• _Your objective_
Within the records below, how many lines hold the word "like"? Only the number should be returned.

• _Records supplied_
PR #3594, opened 2016-02-13
release nix-sandbox.el on melpa

svenkeidel:
Hello,

I wrote an emacs package that allows to work with sandboxes in NixOS. I want to release it on MELPA because people asked for it. I used this package every day on work for the last few months and it works. @purcell, let me know what you think.

Best,
Sven

### DIFF
--- a/recipes/nix-sandbox
+++ b/recipes/nix-sandbox
@@ -1,0 +1,3 @@
+(nix-sandbox :fetcher github
+             :repo "travisbhartwell/nix-emacs"
+             :files ("nix-sandbox.el"))


purcell:
Thanks. Few things I noticed:

- Maybe set a non-nil parent group for the `nix` custom group: this way you can place it logically in the overall customisation hierarchy.
- Can you guarantee `sandbox` won't have spaces? If not, building a command with `concat` is going to bite you one day. `shell-quote-argument` would be a useful and safe precaution there.
- Autoloading `nix-exec-path-map` feels like it should be unnecessary, particularly since it's not a documented var for end-user customisation
- Please don't define unprefixed top-level symbols like `map-nil`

• _Result of this task_
2